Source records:
============================================================

Issue #725, opened 2018-05-24
Calendar day hover effect is flickering


sv3k:
When you move the mouse cursor in gaps between days — hover background effect is flickering:

![Demo](https://image.ibb.co/dQYUvo/demo.gif)

This issue is reproducible on any DayPicker with hover effects, including [demo website](http://react-day-picker.js.org).

Browser: Chrome 66
OS: maxOS 10.13

gpbl:
Hi, check out this: https://github.com/gpbl/react-day-picker/issues/610

Issue #610, opened 2018-01-16
Flickering when moving mouse diagonally between days


antiwebbite:
Hey Guys,

I was wondering if anyone has an idea on how to fix the issue where the mouse and hover states flicker when moving the mouse diagonally between days?

Video: https://screencast-o-matic.com/watch/cFVDqOoDev

I've noticed that even if you force the cursor to pointer on DayPicker-Body, the issue still occurs when the cursor crosses those diagonal edges.

I've repro'd on the official examples as well.

Mac OS X 10.13.2
Chrome 63.0.3239.132

Thanks!

gpbl:
Did you make it? Maybe are the rounded corners? I'm closing this if you find the cause feel free to share thanks!

antiwebbite:
You are correct that changing the border-radius on the hover state from 50% to 0 makes the issue not occur.

I don't know how to fix it for use with a circular hover state, but for anyone where it doesn't matter, changing the border-radius to 3px on this element fixed it for me:

```
.DayPicker:not(.DayPicker--interactionDisabled) .DayPicker-Day:not(.DayPicker-Day--disabled):not(.DayPicker-Day--selected):not(.DayPicker-Day--outside):hover {
    border-radius: 3px;
}
```

sv3k:
Maybe it's worth to fix this issue in default react-day-picker styles.

gpbl:
@sv3k yeah would you mind to open a PR (provided that it works) thanks!

PR #726, opened 2018-05-24
Update default css styles to avoid flickering

sv3k:
Fix for #610, #725 — previously mouse cursor could flicker because of changing `border-radius` property on hover.


gpbl:
Awesome! thanks!

PR #730, opened 2018-05-30
Speed improvements in DayPicker if month is switched

smesgr:
Hi,

some of my users where unsatisifed with the speed of the day picker input. Especially with switching month in the overlay. I did some digging and could see the calendar is re-rendered twice. For some users with older systems and an IE11 this can cause sluggish behavior of up to 1,2seconds (~400ms per render)

The provided pull request try to avoid two setStates which causes the re-render.
The first part in (now) componentWillReceiveProps shouldn't have any negative impact. Removing the first re-render

The second part is a bit tricky. The problem is day picker input and day picker both have a month state. While in most cases the values are the same, there are some corner cases. Afaik the day picker is directly controlled by the parent component if month prop is given. Thus storing the value to state can be skipped. The parent - in this case the day picker input class - is responsible to pass new values via props. I tested several scenarios and it worked fine for me in both controlled and uncontrolled mode, but of course this is a API change if somebody passed a month prop, but don't do anything onMonthChange-callback. This part removes the second re-render.

The speed of the sluggish IE11 was improved from 1.2s to 400ms. Improvements are for all browsers, but afaik not noticeable outside the IE-world. (~10-70ms) 

Best Regards


gpbl:
Hey thanks for looking into this. If the problems is a useless re-render, shouldn't we make `shouldComponentUpdate` return `false` instead?

smesgr:
Afaik this could be done, but I'm afraid of side effects. The situation of the shouldComponentUpdate.

calls | prev | next 
Variant A | state day X, props day X | state day Y, props day X
Variant B | state day Y, props day X | state day Y, props day Y

I'm unsure if any of those variants should yield false in all cases available

gpbl:
@smesgr I'm short on time to investigate this 😒. My main perplexity in your changes is using the deprecated `componentWillReceiveProps`.

smesgr:
We have used the previous pull request for ~1 year now without complaints. :)

Because I would like to update the component to latest version. I have updated the Pull Request using this pattern:
https://reactjs.org/blog/2018/06/07/you-probably-dont-need-derived-state.html#what-about-memoization

BTW: I think i fixed an theoretically issue in getCurrentMonthFromProps along the way. If else-if-path was taken "this.props" was used instead of given props parameter.

gpbl:
Hey @smesgr thank for the follow up. I've been rewriting the component for the upcoming release (see #942) so this doesn't apply anymore. I'll be happy to have a feedback about performances if you will upgrade to v8, once its out. Thanks!

PR #753, opened 2018-07-11
Set style value in functional way in Day component

JuhQ:
Noticed that style setting wasn't as functional as it could've been. Now it should be a bit more pure and functional, with no side-effects.


gpbl:
Thanks, but I find the original way more readable!

JuhQ:
Roger that

gpbl:
Anyway thanks for the idea and for looking into these details 🔬

PR #754, opened 2018-07-11
Fix navbar eslint issue

JuhQ:
eslint was giving this issue:

```
8:3  error  defaultProps should be placed after propTypes  react/sort-comp
```

This pr should fix that


gpbl:
Thanks! I've noticed this in other project as well... did they update the rule in a minor version? 🤔

PR #762, opened 2018-07-29
Add top-level type definition for DayPickerInput

kryops:
This allows importing from `'react-day-picker/DayPickerInput'` from TypeScript.
Fixes https://github.com/gpbl/react-day-picker/issues/586

I chose to keep the existing type definitions for `DayPickerInput` in the `types` folder and only reference them from the new top-level definition file. Alternatively, the existing definition file could be moved up to the top level as well, but this would be a breaking change for TypeScript consumers.

The new file also takes care of exporting the `DayPickerInput` correctly as default export (see https://github.com/gpbl/react-day-picker/issues/586#issuecomment-372713868)

### DIFF
--- a/DayPickerInput.d.ts
+++ b/DayPickerInput.d.ts
@@ -1,0 +1,2 @@
+import { DayPickerInput } from './types/DayPickerInput'
+export default DayPickerInput


nucleartux:
@gpbl please merge, without this PR I can't use this library on my current project :(

kryops:
@nucleartux  you should be able to add the typings manually as a workaround.

1) Add a file containing the type definition to a folder that you use for types (e.g. `src/@types`):

[src/@types/react-day-picker.d.ts]
```ts
declare module 'react-day-picker/DayPickerInput' {
    import { DayPickerInput } from 'react-day-picker/types/DayPickerInput'
    export default DayPickerInput
}
```

2) Add the directory to `typeRoots` in your tsconfig.json:
```
"typeRoots": ["node_modules/@types", "src/@types"],
```

nnic:
This file does not seem to be present in the the npm module - does it need to be explicitly added to the package.json?

kryops:
@nnic sorry my bad :disappointed: 
I created #784 to add it.

PR #769, opened 2018-08-10
fix typo in 'monday'

jsjoeio:
Hmm... I read this:

>* 🙏🏽 Please **DO NOT** build files or update the docs in your pull request – as this may cause git conflicts. Thanks!

How else should I propose a typo fix for the docs? I'll add this here and wait to hear from you :)


gpbl:
Thanks! Well that disclaimer is for people changing the API, I'll clarify this a bit :)

PR #774, opened 2018-08-20
Add onClose event handler for DayPickerInput overlay

jwm0:
Adds a prop for DayPickerInput that fires once `hideDayPicker()` is called.

This is a crucial handler for validation purposes - especially the `touched` attribute which detects whether user focused the input field. As of now the only way to set it was to use onBlur method (via inputProps) and it would fire each time the overlay is clicked - like when clicking between the months which in turn would toggle the validator prematurely. This approach makes it easier to detect when a user actually focused the input and didn't select a date.

I had to update enzyme to run the tests successfully as the function prop is invoked in setState callback (fixed in 3.4.3).


src/DayPickerInput.js
```diff
@@ -115,6 +115,7 @@ export default class DayPickerInput extends React.Component {
     }),
 
     onDayChange: PropTypes.func,
+    onClose: PropTypes.func,
```
gpbl: We should really call it `onDayPickerHide` since "hide" is the verb we use to hide the overlay and we have a method called `hideDayPicker`.

src/DayPickerInput.js
```diff
@@ -312,7 +313,9 @@ export default class DayPickerInput extends React.Component {
     if (this.state.showOverlay === false) {
       return;
     }
-    this.setState({ showOverlay: false });
+    this.setState({ showOverlay: false }, () => {
+      if (this.props.onClose) this.props.onClose();
```
gpbl: I wonder if this is the place where we should call the event handler. I believe we should put it in a `componentDidUpdate`:

```jsx
componentDidUpdate(prevProps, prevState) {
    if (this.props.onDayPickerHide && this.state.showOverlay && !prevState.showOverlay) {
        this.props.onDayPickerHide();
    }
}
```

What do you think?

jwm0: Not sure about this, it seems to overlook a simple solution. We want it to fire just after the DayPicker is hid and that's when the callback is fired. While it would also do that in `componentDidUpdate` from a performance point of view it means that every time the component is updated it would check the if statement - which I do not think is necessary. 
What are your thoughts?

gpbl: I share with you the concerns about performance (which are more ideal, though). The reason I was thinking about this change, is that we must be sure the overlay is _always_ hidden only by calling `hideDayPicker` method, and not just by setting the state (which won't call the event handler). So in conclusion, we can go with this. We should just take extra care and hide the overlay only by calling that method.

PR #775, opened 2018-08-22
Add undefined and null as allowed modifier types

Lavoaster:
Examples like: https://react-day-picker.js.org/examples/selected-range-enter/ show that modifiers are in fact supported as undefined or nullable. They do not work in typescript without some fair amount of work to ensure the value isn't null, when in fact the library does handle those types.


gpbl:
Thanks! We are planning a release in the next days, so stay tuned.

Lavoaster:
Ah excellent news :)

PR #777, opened 2018-08-25
Change formatting to local em-sizes

signalwerk:
Problem: I think the component-styling looks great. But if I need to place it smaller or bigger in my design I have to change all the default stylings.

Suggested solution: if the styling is on the root-level set by `rem` (line: 5) and in the component by `em` I just need to change `.DayPicker {  font-size: 2rem; }` and the whole calendar will scale in proportion to it.

Compatibility: This change should not break any existing styling. People who did manual styling will not be affected, since they reset the default styling. And people who made no changes will not notice, since it's visually equal to the existing codebase.

Sidenote: on [Line 88](https://github.com/gpbl/react-day-picker/blob/master/src/style.css#L88) there was already a `em` format introduced.

### DIFF
--- a/src/style.css
+++ b/src/style.css
@@ -2,12 +2,13 @@
 
 .DayPicker {
   display: inline-block;
+  font-size: 1rem;
 }
 
 .DayPicker-wrapper {
   position: relative;
   user-select: none;
-  padding-bottom: 1rem;
+  padding-bottom: 1em;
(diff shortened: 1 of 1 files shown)


gpbl:
Good idea, thanks! I think we should switch completely to `em` (so, even the root element) in the next major release – what do you think?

============================================================

Each line of the records that contains the string "Chrome" must be copied.

» **Answer to this problem**:
Browser: Chrome 66
Chrome 63.0.3239.132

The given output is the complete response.